Gerlach probeert realiteit te ontrafelen

Kaal als de grond

Eva Gerlach blijft al 20 jaar haar thematiek trouw. Ook in haar negende dichtbundel ”Niets bestendiger” weeft ze variaties rondom pogingen om de werkelijkheid te bevatten en het mislukken daarvan.

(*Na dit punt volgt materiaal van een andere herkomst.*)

PR #348, opened 2021-12-15
FEATURE?: Mobile chat header icon opens channel list

markvanlan:
This overloads the chat index route a bit to handle 2 cases - 
1. for when the user has not joined any channels
2. channel selector index

The reason for this: We need a channel selector index for mobile chat. Can't use`chat.channel` route, as we need a channel ID and title for that route, and we really just want this channel index to live at `/chat`. This solution seems fine for now, but I could see us moving the blank page to `/chat/get-started` if it needs more complex logic or we add more rich features.


davidtaylorhq (approved):

SamSaffron:
This is so good, thanks heaps.

PR #351, opened 2021-12-15
FEATURE: Open non-chat routes in new tab with chat_isolated

markvanlan:


SamSaffron (approved):

SamSaffron:
Oh ... broken test @markvanlan ...

markvanlan:
@SamSaffron Initializer wasn't re-evaluated between tests.. had to add another `if` ... don't love that

PR #356, opened 2021-12-16
FEATURE: Open non-chat routes in new tab with chat isolated

markvanlan:
Followed the ember guide on this one - https://guides.emberjs.com/release/routing/preventing-and-retrying-transitions/

The only quirk is that the URL will transition even after a route is aborted... There is an ugly hack to fix this using `next` and `replaceState` to fix the URL. It _works_.

EDIT:
There are so many little issues that keep popping up. IDK if this approach will work.


markvanlan:
It does lol

PR #359, opened 2021-12-17
UX: adds support for expanding oneboxes excerpts

jjaffeux:


nattsw (approved):
Would be nice to see what it was and what it became visually

PR #365, opened 2021-12-19
FIX: A proper fix for calculating unread counts

CvX:
A follow-up to #364.

The change in slack_compatibility_spec.rb is unrelated but fixes specs.


markvanlan (approved):
Thanks, much better

PR #367, opened 2021-12-21
UX: Prevent message overflow; circular indicators

CvX:
Mostly message sizing, to prevent them from expanding beyond parent element bounds.
Also: circular (i.e. not oval) presence indicators. 🟢 

Chance of regressing something: pretty high.
But I tried it out in full-chat mode, floating, and mobile. Short messages, long, replies, images.


markvanlan (approved):
Just stick around for regressions ;)

PR #369, opened 2021-12-21
UX: fast access to favorite reactions

jjaffeux:
Note that this commit also:
- implements a ... button to limit the width of the whole tc-message action bar
- fixes few bugs like the emoji picker not closing when re-cliking on button and the button keeping focus


jjaffeux:
Screenshot 2021-12-21 at 20 13 02
Screenshot 2021-12-21 at 20 12 52

assets/javascripts/discourse/components/tc-message.js
```diff
@@ -549,4 +616,26 @@ export default Component.extend({
         ?.classList?.remove("copied");
     }, 250);
   },
+
+  _computeFavoriteEmojis() {
+    next(() => {
```
jjaffeux, line 621: This is needed otherwise emojiStore.favorites might not be updated

markvanlan (approved):
Look fine assuming the JS tests get fixed

PR #373, opened 2021-12-22
FEATURE: Let me talk to myself

nattsw:
And also put my own DM at the top

Chat screen showing a DM to myself and the sidebar
.

### DIFF
--- a/app/controllers/direct_messages_controller.rb
+++ b/app/controllers/direct_messages_controller.rb
@@ -5,21 +5,19 @@ class DiscourseChat::DirectMessagesController < DiscourseChat::ChatBaseControlle
     guardian.ensure_can_chat!(current_user)
     params.require(:usernames)
 
-    users = User
-      .where(username: params[:usernames].split(","))
-      .to_a
-      .concat([current_user])
-    user_ids = users.map(&:id).uniq
-    raise Discourse::InvalidParameters if user_ids.count < 2
+    ActiveRecord::Base.transaction do
+      users = [current_user]
+      users += User.where(username: params[:usernames].split(",")).to_a if current_user.username != params[:usernames]
+      user_ids = users.map(&:id).uniq
 
-    direct_messages_channel = DirectMessageChannel.for_user_ids(user_ids)
-    if direct_messages_channel
-      chat_channel = ChatChannel.find_by(chatable: direct_messages_channel)
-    else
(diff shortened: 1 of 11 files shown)


nattsw:
@markvanlan I feel like you would know this better: My most recent commit was to remove the transaction I added when creating a DM. I found the transaction useful when I was dev-ing so errors along the way would be properly reverted. I don't know if we want it as a thing, so I've removed it and we can add it back if it sounds useful.

app/controllers/direct_messages_controller.rb
```diff
@@ -5,12 +5,9 @@ def create
     guardian.ensure_can_chat!(current_user)
     params.require(:usernames)
 
-    users = User
-      .where(username: params[:usernames].split(","))
-      .to_a
-      .concat([current_user])
+    users = [current_user]
+    users += User.where(username: params[:usernames].split(",")).to_a if current_user.username != params[:usernames]
```
markvanlan, line 9: We generally prefer `<<` as it's a much faster operation

assets/javascripts/discourse/services/chat.js
```diff
@@ -319,6 +319,14 @@ export default Service.extend({
         this.currentUser.chat_channel_tracking_state[a.id]?.unread_count || 0;
       const unreadCountB =
         this.currentUser.chat_channel_tracking_state[b.id]?.unread_count || 0;
+
+      const userAIsSelf = a.chatable.users[0].id === this.currentUser.id;
+      const userBIsSelf = b.chatable.users[0].id === this.currentUser.id;
```
markvanlan, line 324: I don't think your personal DM channel should be at the top of the list always, other chat apps don't do this that I've seen. Was this just something you thought would be good, or have you seen this elsewhere?

nattsw: Slack does that! 🤔

markvanlan (approved):

assets/javascripts/discourse/services/chat.js
nattsw: Leaving this as-is, since we talked about it in chat. :p

CvX: I think I'll avoid messaging myself until there's the ability to close a conversation 😅 I don't want to be stuck with least relevant chat at the top! 😛

PR #301, opened 2023-03-06
Fix acc tests terraform versions (Remove ACC tests on EOL TF versions)

### LINKED ISSUE #300: Remove EOL Terraform versions from ACC tests

ekampf:
Resolves #300 

## Changes
Based on https://endoflife.date/terraform versions 1.0 and 1.1 are now dead so we should be testing on 1.2, 1.3 and latest
Screenshot 2023-03-06 at 1 42 49 PM


romankor (approved):
Gtm

PR #304, opened 2023-03-07
Fix smoketests to not test on deprecated SDK versions

### LINKED ISSUE #300: Remove EOL Terraform versions from ACC tests

ekampf:
Resolves #300


liorr (approved):
LGTM

Issue #321, opened 2023-04-20
Add support for new `twingate_user` resource


alexmensch:
**New functionality**

### Arguments

**Only applied on user creation**
- `email` of type `string`
- (Optional) `send_invite` of type `boolean`
    - API default: `true`

**Updated on every plan application**
- (Optional) `first_name` of type `string`
    - API default: `null`
    - If not specified, the existing product behavior is to populate this information on first sign in.
- (Optional) `last_name` of type `string`
    - API default: `null`
    - If not specified, the existing product behavior is to populate this information on first sign in.
- (Optional) `role` which is an enum of the available roles exposed in the public admin API (currently ADMIN, DEVOPS, SUPPORT, MEMBER)
    - API default: `MEMBER`
- (Optional) `is_active` of type `boolean`
    - API default: `null`

### Behavior notes

- We'll add documentation to clarify the behavior to be expected due to the overlap with IdP-managed users, but otherwise the API will already return the various error states.

### Example usage

```terraform
resource "twingate_user" "external" {
  first_name = "Jane"
  last_name = "Doe"
  email = "jane_doe@acme.co"
  role = ADMIN
  send_invite = false
  is_active = true
}
```

PR #323, opened 2023-04-27
Resource: twingate_user

vmanilo:
Resolves https://github.com/Twingate/terraform-provider-twingate/issues/321

## Changes
- added new resource twingate_user
- added unit and acc tests


twingate/internal/provider/resource/user.go
```diff
@@ -0,0 +1,231 @@
...
+			attr.Type: {
+				Type:        schema.TypeString,
+				Computed:    true,
+				Description: fmt.Sprintf("Indicates the User's type. Either %s.", utils.DocList(model.UserTypes)),
+			},
+			attr.ID: {
+				Type:        schema.TypeString,
+				Computed:    true,
+				Description: "Autogenerated ID of the User, encoded in base64.",
+			},
```
vmanilo, line 76: @alexmensch please take a look at descriptions

alexmensch (approved):
Made copy edits, good to go!

twingate/internal/attr/user.go
```diff
@@ -1,10 +1,12 @@
...
-	FirstName = "first_name"
-	LastName  = "last_name"
-	Email     = "email"
-	IsAdmin   = "is_admin"
-	Role      = "role"
-	Users     = "users"
+	FirstName  = "first_name"
+	LastName   = "last_name"
+	Email      = "email"
+	IsAdmin    = "is_admin"
```
ekampf, line 7: Why do we need this if we have `role` ?

vmanilo: not sure, maybe for easy filtering when we use datasource
in the first implementation that we have for user datasource from 16/08/2022 we already have this two fields

vmanilo: found this commit https://github.com/Twingate/terraform-provider-twingate/commit/81807422cac74a92cb61107f83e388bfb8e5b6a6

ekampf (approved):

PR #328, opened 2023-05-09
[Need to slice it down for smaller PRs] Upgrade provider with new TF plugin framework

vmanilo:
Resolves upgrading provider to new TF plugin framework

## Changes
- update resources and datasource with new TF plugin framework


docs/data-sources/service_accounts.md
```diff
@@ -27,10 +27,10 @@ data "twingate_service_accounts" "foo" {
 
 ### Read-Only
 
-- `id` (String) The ID of this resource.
-- `service_accounts` (Block List) List of Service Accounts (see [below for nested schema](#nestedblock--service_accounts))
+- `id` (String) The ID of the Service Accounts datasource.
```
alexmensch, line 30: Let's change this string to this: "The ID of the data source result"

You can use this on all data sources.

docs/data-sources/service_accounts.md
```diff
@@ -27,10 +27,10 @@ data "twingate_service_accounts" "foo" {
...
+- `service_accounts` (Attributes List) List of Service Accounts (see [below for nested schema](#nestedatt--service_accounts))
 
-<a id="nestedblock--service_accounts"></a>
+<a id="nestedatt--service_accounts"></a>
 ### Nested Schema for `service_accounts`
 
 Read-Only:
```
alexmensch, line 36: For the `id` value we should leave this as "The ID of the Service Account resource" since this is an output, not an input. This is the Terraform ID, correct?

docs/resources/group.md
```diff
@@ -38,7 +38,7 @@ resource "twingate_group" "aws" {
 
 ### Read-Only
 
-- `id` (String) Autogenerated ID of the Resource, encoded in base64
+- `id` (String) The ID of the Group
```
alexmensch, line 41: We should change this to "The ID of the Group resource" since this is an output. This is the Terraform ID, correct?

docs/resources/service_account_key.md
```diff
@@ -42,6 +42,7 @@ resource "twingate_service_account_key" "github_key" {
 ### Read-Only
 
 - `id` (String) Autogenerated Service Key ID
```
alexmensch, line 44: For the `id` value, this is the Terraform ID, correct? So this should be "The ID of the Service Key resource" since it refers to the TF ID.

alexmensch (changes requested):
On the documentation, I may have confused myself, but I'm trying to differentiate between the Twingate ID of an entity, which I think we only ever supply as an input value, versus the Terraform ID for the resource or data source export. So just double check on my comments on which ID is which, and then we'll make the language clear.

docs/data-sources/security_policies.md
```diff
@@ -19,12 +19,15 @@ data "twingate_security_policies" "all" {}
...
 
-- `id` (String) The ID of this resource.
-- `security_policies` (Block List) (see [below for nested schema](#nestedblock--security_policies))
+- `id` (String) Security Policy datasource ID.
 
-<a id="nestedblock--security_policies"></a>
+<a id="nestedatt--security_policies"></a>
 ### Nested Schema for `security_policies`
 
 Read-Only:
```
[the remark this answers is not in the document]
vmanilo: it's output iD, but provider gets it from Twingate backend - it's TwingateID

docs/data-sources/service_accounts.md
```diff
@@ -27,15 +27,15 @@ data "twingate_service_accounts" "foo" {
 
 ### Read-Only
 
-- `id` (String) The ID of this resource.
-- `service_accounts` (Block List) List of Service Accounts (see [below for nested schema](#nestedblock--service_accounts))
+- `id` (String) The ID of the data source result
```
vmanilo, line 30: @alexmensch this one is Terraform ID

golangci.yml
```diff
@@ -65,7 +65,14 @@ linters:
     - structcheck
     - varcheck
     - revive
+    - ireturn
```
ekampf, line 68: Why all these new ignores?

docs/data-sources/resource.md
```diff
@@ -38,16 +38,16 @@ data "twingate_resource" "foo" {
 Read-Only:
 
 - `allow_icmp` (Boolean) Whether to allow ICMP (ping) traffic
-- `tcp` (Block List) (see [below for nested schema](#nestedblock--protocols--tcp))
-- `udp` (Block List) (see [below for nested schema](#nestedblock--protocols--udp))
+- `tcp` (Block, Read-only) (see [below for nested schema](#nestedblock--protocols--tcp))
```
ekampf, line 41: Why is there a change (`Read-only`) here and not in `allow_icmp` ?

docs/data-sources/resources.md
```diff
@@ -30,44 +30,44 @@ data "twingate_resources" "foo" {
 
 ### Read-Only
 
-- `id` (String) The ID of this resource.
-- `resources` (Block List) List of Resources (see [below for nested schema](#nestedblock--resources))
+- `id` (String) The ID of the data source result
```
ekampf, line 33: Why did this change?

docs/data-sources/connectors.md
```diff
@@ -19,17 +19,20 @@ data "twingate_connectors" "all" {}
...
+- `id` (String) The ID of the data source result
 
-<a id="nestedblock--connectors"></a>
+<a id="nestedatt--connectors"></a>
 ### Nested Schema for `connectors`
 
 Read-Only:
 
-- `id` (String) The ID of the Connector.
+- `id` (String) The ID of the Connector resource.
```
ekampf, line 35: why did this change?

docs/data-sources/resource.md
```diff
@@ -29,7 +29,7 @@ data "twingate_resource" "foo" {
 
 - `address` (String) The Resource's address, which may be an IP address, CIDR range, or DNS address
 - `name` (String) The name of the Resource
-- `protocols` (Block List) By default (when this argument is not defined) no restriction is applied, and all protocols and ports are allowed. (see [below for nested schema](#nestedblock--protocols))
+- `protocols` (Block, Read-only) By default (when this argument is not defined) no restriction is applied, and all protocols and ports are allowed. (see [below for nested schema](#nestedblock--protocols))
```
ekampf, line 32: they're all read-only so why change only here?

twingate/internal/provider/datasource/groups.go
```diff
@@ -8,83 +8,102 @@ import (
...
 				Description: "Returns only Groups matching the specified state.",
 			},
-			attr.Type: {
-				Type:         schema.TypeString,
-				Optional:     true,
-				Description:  fmt.Sprintf("Returns only Groups of the specified type (valid: `%s`, `%s`, `%s`).", model.GroupTypeManual, model.GroupTypeSynced, model.GroupTypeSystem),
-				ValidateFunc: validation.StringInSlice([]string{model.GroupTypeManual, model.GroupTypeSynced, model.GroupTypeSystem}, false),
+			attr.Type: schema.StringAttribute{
+				Optional:    true,
+				Description: fmt.Sprintf("Returns only Groups of the specified type (valid options: %s).", utils.DocList(model.GroupTypes)),
```
ekampf, line 78: Why did you make this change?   this doesnt seem related to the move to new sdk

vmanilo: it's just to simplify docs updates, I've notice that we using in multiple places such list of enums
so when we need to add new entry we can only change list at one place

twingate/internal/model/group.go
```diff
@@ -8,6 +8,8 @@ const (
 	GroupTypeSystem = "SYSTEM"
 )
 
+var GroupTypes = []string{GroupTypeManual, GroupTypeSynced, GroupTypeSystem}
```
ekampf, line 11: Seems like an unrelated change

docs/data-sources/connectors.md
vmanilo: @alexmensch asked to change like this https://github.com/Twingate/terraform-provider-twingate/pull/328#discussion_r1235479014

docs/data-sources/resource.md
vmanilo: in the schema we have now separately list of attributes and list of blocks
and for the block we can't set Required/Optional/Computed, this available only for attribute fields

this additional `Read-only` add by doc generator, I'm not setting it 

```
resp.Schema = schema.Schema{
		Description: "Resources in Twingate represent any network destination address that you wish to provide private access to for users authorized via the Twingate Client application. Resources can be defined by either IP or DNS address, and all private DNS addresses will be automatically resolved with no client configuration changes. For more information, see the Twingate [documentation](https://docs.twingate.com/docs/resources-and-access-nodes).",
		Attributes: map[string]schema.Attribute{
			attr.ID: schema.StringAttribute{
				Required:    true,
				Description: "The ID of the Resource. The ID for the Resource can be obtained from the Admin API or the URL string in the Admin Console.",
			},
			// computed
			attr.Name: schema.StringAttribute{
				Computed:    true,
				Description: "The name of the Resource",
			},
			attr.Address: schema.StringAttribute{
				Computed:    true,
				Description: "The Resource's address, which may be an IP address, CIDR range, or DNS address",
			},
			attr.RemoteNetworkID: schema.StringAttribute{
				Computed:    true,
				Description: "The Remote Network ID that the Resource is associated with. Resources may only be associated with a single Remote Network.",
			},
		},
		Blocks: map[string]schema.Block{
			attr.Protocols: schema.SingleNestedBlock{
				Description: "By default (when this argument is not defined) no restriction is applied, and all protocols and ports are allowed.",
				Attributes: map[string]schema.Attribute{
					attr.AllowIcmp: schema.BoolAttribute{
						Computed:    true,
						Description: "Whether to allow ICMP (ping) traffic",
					},
				},
				Blocks: map[string]schema.Block{
					attr.TCP: &protocolSchema,
					attr.UDP: &protocolSchema,
				},
			},
		},
	}
```

docs/data-sources/resource.md
vmanilo: it's the same situation as in previous comment

docs/data-sources/resources.md
vmanilo: @alexmensch proposed to change it like this for all Terraform IDs that we need to set manually for datasources
https://github.com/Twingate/terraform-provider-twingate/pull/328#discussion_r1235470296

vmanilo:
completed in other PRs

Issue #327, opened 2023-05-09
Exception when fetching Group's users


ekampf:
Error:
```
│ Error: failed to read group with id R3JvdXA6NzQ1MjQ=: Message: 400 Bad Request; body: "{\"errors\":[{\"message\":\"Variable '$usersEndCursor' is never used in operation 'readGroup'.\",\"locations\":[{\"line\":1,\"column\":24}],\"path\":null}]}", Locations: [], Extensions: map[code:request_error]
│ 
│   with twingate_group.developers,
│   on twingate_resources_developers.tf line 8, in resource "twingate_group" "developers":
│    8: resource "twingate_group" "developers" {
```

TF Code:
```
locals {
	dev_resources=yamldecode(file("${path.root}/../yaml/dev_resources.yaml"))
	shared_resources=yamldecode(file("${path.root}/../yaml/shared_resources.yaml"))
}

resource "twingate_group" "developers" {
	name ="VPN - Dev Full"
}

resource "twingate_resource" "developers" {
	for_each=merge(local.shared_resources, local.dev_resources)
	name ="Developers - ${each.key}"
	address =each.value.address
	remote_network_id =each.value.environment=="production"?data.twingate_remote_network.production.id : data.twingate_remote_network.test.id
	is_visible =each.value.visible==null?false : true

	protocols {
		allow_icmp =false
		tcp {
			policy ="RESTRICTED"
			ports =each.value.ports
		}
		udp {
			policy ="RESTRICTED"
		}
	}
	access {
		group_ids =[twingate_group.developers.id]
	}
}
```

PR #330, opened 2023-05-11
Fix: added missing cursor

vmanilo:
Resolves https://github.com/Twingate/terraform-provider-twingate/issues/327

## Changes
- added missing cursor


ekampf (commented):
Missing unit test?

Issue #338, opened 2023-05-24
Add correlation-id to a TF provider session run


ekampf:
When terraform provider starts (or loads) make a random string (guid?) and send it as header on all outgoing graphql requests.
Header name is `X-Correlation-Id`

PR #341, opened 2023-05-24
Added correlation id

vmanilo:
Resolves https://github.com/Twingate/terraform-provider-twingate/issues/338

## Changes
- added header to all requests with correlation id

### DIFF
--- a/twingate/internal/client/client.go
+++ b/twingate/internal/client/client.go
@@ -20,11 +20,13 @@ import (
 )
 
 const (
-	EnvPageLimit = "TWINGATE_PAGE_LIMIT"
-	EnvAPIToken  = "TWINGATE_API_TOKEN" //#nosec
+	EnvPageLimit     = "TWINGATE_PAGE_LIMIT"
+	EnvAPIToken      = "TWINGATE_API_TOKEN" //#nosec
+	EnvCorrelationID = "TWINGATE_CORRELATION_ID"
 
-	headerAPIKey = "X-API-KEY"
-	headerAgent  = "User-Agent"
+	headerAPIKey        = "X-API-KEY"
+	headerAgent         = "User-Agent"
+	headerCorrelationID = "X-Correlation-Id"
 
 	defaultPageLimit = 50
 )
@@ -46,12 +48,14 @@ type Client struct {
 	APIServerURL     string
 	version          string
 	pageLimit        int
+	correlationID    string
 }
 
 type transport struct {
 	underlineRoundTripper http.RoundTripper
 	apiToken              string
 	version               string
+	correlationID         string
 }
 
 func (t *transport) RoundTrip(req *http.Request) (*http.Response, error) {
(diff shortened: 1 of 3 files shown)


twingate/provider.go
```diff
@@ -19,13 +21,19 @@ const (
...
+	EnvNetwork       = "TWINGATE_NETWORK"
+	EnvURL           = "TWINGATE_URL"
+	EnvHTTPTimeout   = "TWINGATE_HTTP_TIMEOUT"
+	EnvHTTPMaxRetry  = "TWINGATE_HTTP_MAX_RETRY"
+	EnvCorrelationID = "TWINGATE_CORRELATION_ID"
 )
 
+func init() { //nolint:gochecknoinits
+	correlationID, _ := uuid.GenerateUUID()
+	_ = os.Setenv(EnvCorrelationID, correlationID)
```
ekampf, line 34: Why do we have different parts of our code communicating a value via OS env var?

This is not a good way and allows interfering with it from the outside

vmanilo:
Initially I tried to init this value directly in http client constructor, but when I run some acc test, I’ve noticed that this id was changing from request to request.I can test some other approach as well to not use env var, but even if someone defines the same env var we will overwrite it.25 мая 2023 г., в 5:40 AM, Eran Kampf ***@***.***> написал(а):﻿
@ekampf commented on this pull request.



In twingate/provider.go:
>  )
 
+func init() { //nolint:gochecknoinits
+	correlationID, _ := uuid.GenerateUUID()
+	_ = os.Setenv(EnvCorrelationID, correlationID)

Why do we have different parts of our code communicating a value via OS env var?
This is not a good way and allows interfering with it from the outside

twingate/provider.go
vmanilo: Initially I tried to init this value directly in http client constructor, but when I run some acc test, I’ve noticed that this id was changing from request to request.I can test some other approach as well to not use env var, but even if someone defines the same env var we will overwrite it.

vmanilo: I will be back online in a few hours, and can try another approach

vmanilo: ok, changed to global var

twingate/internal/client/client.go
```diff
@@ -16,15 +16,19 @@ import (
 	"time"
 
 	"github.com/hashicorp/go-retryablehttp"
+	"github.com/hashicorp/go-uuid"
 	"github.com/hasura/go-graphql-client"
 )
 
+var correlationID, _ = uuid.GenerateUUID() //nolint:gochecknoglobals
```
ekampf, line 23: Why do we need a global var (and a new lint ignore) when we can just do this in `NewClient` ?
When you create a new client just send it `correlationID: uuid.GenerateUUID()`

vmanilo: fixed

ekampf (approved):

PR #349, opened 2023-06-20
Dont Smoke-Test terraform versions no longer supported

ekampf:
## Changes
- `latest` moved to be 1.5 but we still want to tst on 1.4. So this explicitly lists all versions we currently support

Screenshot 2023-06-20 at 1 06 57 PM


romankor (approved):
Gtm

PR #354, opened 2023-07-02
Upgrade TF provider - part 1

vmanilo:
Resolves upgrading provider to new TF plugin framework

Test passes: https://github.com/vmanilo/terraform-provider-twingate/actions/runs/5731610432/job/15532879663

## Changes
- setup provider in mix mode


twingate/provider.go
```diff
@@ -63,56 +65,57 @@ func Provider(version string) *schema.Provider {
 func providerOptions() map[string]*schema.Schema {
 	return map[string]*schema.Schema{
 		attr.APIToken: {
-			Type:        schema.TypeString,
-			Optional:    true,
-			Sensitive:   true,
-			DefaultFunc: schema.EnvDefaultFunc(EnvAPIToken, nil),
```
ekampf, line 69: Note to self - we remove default from schema because new plugins sdk doesnt support it.
So these default values moved to `configure` func

PR #387, opened 2023-08-18
Upgrade Resource datasource - part 11

vmanilo:
Resolves upgrade TF provider

Test passes: https://github.com/vmanilo/terraform-provider-twingate/actions/runs/5906306390?pr=26

## Changes
- upgrade datasource Resource
- remove provider mix mode


docs/data-sources/resource.md
```diff
@@ -38,16 +38,16 @@ data "twingate_resource" "foo" {
 Read-Only:
 
 - `allow_icmp` (Boolean) Whether to allow ICMP (ping) traffic
```
ekampf, line 40: How come no readonly here?

vmanilo: in datasource mostly all fields are computed, I think that's why it listed in ReadOnly section

vmanilo: oh did you mean, there is no readonly written on this field?

we don't control this, thats doc generation library adds this extra info, maybe for simple fields it's omitted 
as I see the same for: name, address, policy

Het openingsgedicht ”Kruim” maakt de onmacht van de toeschouwer al direct duidelijk: „Wat heel is, kunnen wij niet zien, het is/ te groot, het past ons niet en niet/ in onze hoofden/ maar wat aan mootjes, haksel is, verkiezeld,/ kruim, gepureerd, verstoven of ontbonden –/ al het verdeelde zit voorgoed in ons.” De titel verwijst naar de gebrokenheid van een oorspronkelijke eenheid, bijvoorbeeld een brood, en het gedicht zelf gaat grondig in op de onmogelijkheid dat wij een volkomenheid zouden kunnen bevatten. Die is voor ons immers onzichtbaar, te groot en past bovendien niet in ons beperkte verstand. Nee, wij zien de werkelijkheid alleen gefragmenteerd.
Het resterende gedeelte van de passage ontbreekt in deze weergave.